REQUIRED ACTION
Your task is to give the number of lines below that contain "last". Give no other text.

(Saved entries)
--------------------------------------------------
PR #64, opened 2021-11-30
Add FilterSearch component

nmanu1:
Create a component for FilterSearch using the DropdownSection component and the refactored InputDropdown. Generalize the previous `useAutocomplete` hook so it can be used for FilterSearch too. 

J=SLAP-1643
TEST=manual

Conduct filter searches in sample-app to check the behavior is as expected. Check that search bar functions as before.


sample-app/src/components/FilterSearch.tsx
```diff
@@ -0,0 +1,125 @@
...
+        phrase: `${optionInfo} autocomplete option found.`,
+        pluralForm: `${optionInfo} autocomplete options found.`,
+        count: section.results.length
+      });
+    });
+    screenReaderText = screenReaderPhrases.join(' ');
+  }
+
+  return (
+    <div className='FilterSearch'>
```
yen-tt, line 71: I think we want cssClasses specified in the props now, instead of hardcoding them in, like what you have for InputDowndown!

sample-app/src/components/InputDropdown.tsx
```diff
@@ -157,8 +160,8 @@ export default function InputDropdown({
   });
 
   function handleInputElementKeydown(evt: KeyboardEvent<HTMLInputElement>) {
-    if (evt.key === 'Enter') {
-      onInputChange(inputValue);
+    if (evt.key === 'Enter' && focusedSectionIndex === undefined && !onlySubmitOnOption) {
```
yen-tt, line 163: is `focusedSectionIndex === undefined` needed? this is only trigger by onKeyDown in input element so would `focusedSectionIndex` ever be defined if we are in input element?

sample-app/src/pages/VerticalSearchPage.tsx
```diff
@@ -11,7 +11,8 @@ import '../sass/VerticalSearchPage.scss';
 import { StandardCard } from '../components/cards/StandardCard';
 import { useLayoutEffect } from 'react';
 import { useAnswersActions } from '@yext/answers-headless-react';
-import { SearchIntent } from '@yext/answers-headless-react';
+import FilterSearch from '../components/FilterSearch';
+import { SearchIntent } from '@yext/answers-headless';
```
yen-tt, line 15: let's keep the imports to be from `@yext/answers-headless-react`

sample-app/src/components/DropdownSection.tsx
```diff
@@ -59,24 +59,24 @@ export default function DropdownSection({
...
+      onSubmit(focusedOptionIndex);
     }
   }
 
   useEffect(() => {
     if (focusStatus === 'active') {
       onFocusChange(options[focusedOptionIndex].value, `${optionIdPrefix}-${focusedOptionIndex}`);
     }
-  }, [focusStatus, focusedOptionIndex, onFocusChange, optionIdPrefix, options]);
+  }, [focusStatus]);
```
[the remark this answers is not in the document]
nmanu1: Yes, having the additional dependencies was causing the `onFocusChange` to be called more often, which caused the wrong text to be shown in the input bar after navigating back to it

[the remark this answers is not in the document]
yen-tt: can you try using `useCallback` hook for those additional dependencies and called that memorized function instead in useEffect.

sample-app/src/components/FilterSearch.tsx
nmanu1: Oh ok, so all the cssClasses that we pass in for InputDropdown and DropdownSection should be specified in props for FilterSearch? And similarly for SearchBar?

yen-tt: double check this with connor, but yea I believe the css classes should be specified in the parent component

sample-app/src/pages/VerticalSearchPage.tsx
nmanu1: fixed

sample-app/src/components/FilterSearch.tsx
```diff
@@ -0,0 +1,125 @@
...
+  searchFields: Omit<SearchParameterField, 'fetchEntities'>[],
+  screenReaderInstructionsId: string
+}
+
+export default function FilterSearch (props: FilterSearchProps): JSX.Element {
+  const { title, sectioned, searchFields, screenReaderInstructionsId } = props;
+  const answersActions = useAnswersActions();
+  const [input, setInput] = useState('');
+  const searchParamFields = searchFields.map((searchField) => {
+    return { ...searchField, fetchEntities: false }
```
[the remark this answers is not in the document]
cea2aj: It's something that the API supports, but our filter search component in the SDK doesn't use it

sample-app/src/components/FilterSearch.tsx
```diff
@@ -0,0 +1,125 @@
...
+  });
+
+  const [filterSearchResponse, executeFilterSearch] = useSynchronizedSearch((inputValue) => {
+    return inputValue
```
cea2aj, line 29: Rather than using the ternary operator here, can we do something like: `return answersActions.executeFilterSearch(inputValue ?? '', sectioned, searchParamFields);`

sample-app/src/components/DropdownSection.tsx
```diff
@@ -94,7 +94,7 @@ export default function DropdownSection({
         key={index}
         className={className}
         id={`${optionIdPrefix}-${index}`}
-        onClick={() => onClickOption(option, index)}>
+        onClick={() => onSubmit(index, option)}>
```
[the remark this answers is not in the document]
nmanu1: Yeah, that makes sense. Since the option is optional for this function while the index is required, I get an error if I have the param ordering switched. So, I can switch the ordering for renderOption to have it be consistent

sample-app/src/components/FilterSearch.tsx
nmanu1: Updated!

sample-app/src/components/DropdownSection.tsx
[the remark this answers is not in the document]
nmanu1: Done!

sample-app/src/components/FilterSearch.tsx
cea2aj: Yes, we are going to have all the css classes available in the props. No need to worry about it for the search bar since I will update that in my PR

sample-app/src/components/InputDropdown.tsx
```diff
@@ -49,6 +50,7 @@ export default function InputDropdown({
   screenReaderInstructions,
   screenReaderInstructionsId,
   screenReaderText,
+  onlySubmitOnOption,
```
cea2aj, line 53: Can you explain the purpose of this option?

nmanu1: It controls whether you want to allow users to submit only when they've selected a dropdown option, or if they can submit whatever they've typed.

In the case of the SearchBar, they should be allowed to submit anything, but for FilterSearch, they can only select a filter from the dropdown and nothing should happen if they press Enter on their own text without focusing on a dropdown option.

cea2aj: Got it. What do you think of the name`onlyAllowDropdownOptionSubmissions`instead?

sample-app/src/components/DropdownSection.tsx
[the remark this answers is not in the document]
cea2aj: Can you explain why index is required and option is optional?

sample-app/src/components/DropdownSection.tsx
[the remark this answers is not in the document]
oshi97: I think generally speaking you shouldn't rely on useCallback and useMemo to ensure correct behavior. This is the original tweet from Dan Abramov https://twitter.com/dan_abramov/status/1085685515951714306?lang=en and hooks faq part https://reactjs.org/docs/hooks-faq.html#how-to-memoize-calculations
You also don't want to "lie" to react about dependencies, which is a really common hack people use but can lead to hard to find bugs. Do you know exactly how the deps are causing extra calls? There's normally a way to write it without hiding deps

sample-app/src/components/InputDropdown.tsx
```diff
@@ -174,13 +177,13 @@ export default function InputDropdown({
...
             onInputChange(value);
-            onInputFocus();
+            onInputFocus(value);
             setChildrenKey(childrenKey + 1);
             dispatch({ type: 'ShowSections' });
             setScreenReaderKey(screenReaderKey + 1);
           }}
           onClick={() => {
-            onInputFocus();
+            onInputFocus(inputValue);
```
oshi97, line 186: what is the difference between latestUserInput and inputValue?

sample-app/src/hooks/useSynchronizedSearch.tsx
```diff
@@ -0,0 +1,24 @@
+import { useRef, useState } from "react";
+
+export function useSynchronizedSearch<T>(
```
oshi97, line 3: maybe `useSyncronizedRequest`? nothing here is specific to searching

sample-app/src/components/InputDropdown.tsx
```diff
@@ -157,8 +160,8 @@ export default function InputDropdown({
   });
 
   function handleInputElementKeydown(evt: KeyboardEvent<HTMLInputElement>) {
-    if (evt.key === 'Enter') {
-      onInputChange(inputValue);
+    if (evt.key === 'Enter' && focusedSectionIndex === undefined && !onlySubmitOnOption) {
+      setLatestUserInput(inputValue);
       onSubmit(inputValue);
```
oshi97, line 165: instead of adding a new `onlySubmitOnOption` prop, would it be simpler/more flexible to pass `focusedSectionIndex` as a param to `onSubmit`?

sample-app/src/components/DropdownSection.tsx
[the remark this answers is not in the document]
nmanu1: I could add a `useRef` variable that tracks if the dropdown section was active on the last render or not. That way I could call `onFocusChange` only when the `focusStatus` changes from inactive to active without having any dependencies.

sample-app/src/components/DropdownSection.tsx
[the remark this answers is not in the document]
nmanu1: When an option is submitted, FilterSearch would always need to know what the index of the option was to determine which filter to select. But, the option is only needed if we need to access its value to set the text in the input bar. When navigating to the option using arrow keys and selecting with Enter, the text in the input bar has already been set to the correct value and does not need to be set again. However, if an option is clicked, the text in the input bar needs to be set. By making option optional, we can avoid an extra call to set the input text.

But, if it's confusing to have it optional, we could make them both required and just always set the input text on submission, even if it isn't needed for submitting with Enter and would result in an extra render.

sample-app/src/components/InputDropdown.tsx
nmanu1: `inputValue` is the text in the input bar. `latestUserInput` is the last thing typed or queried by the user. the `inputValue` will change as the user navigates and focuses on different options, while `latestUserInput` will stay the same. `latestUserInput` is needed to reset the text in the input bar when the user navigates back to the input bar and no longer focuses on any option

sample-app/src/components/InputDropdown.tsx
nmanu1: That could be used to prevent FilterSearch from submitting, but `setLatestUserInput` would still be called and the dropdown would be hidden when it shouldn't be. According to Rose, it should be apparent that nothing happens if the user presses Enter without selecting/focusing on a dropdown option

sample-app/src/components/DropdownSection.tsx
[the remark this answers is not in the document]
nmanu1: Updated to have `useRef` instead of the `useEffect` with dependencies

sample-app/src/components/FilterSearch.tsx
--------------------------------------------------
ANSWER SPACE
2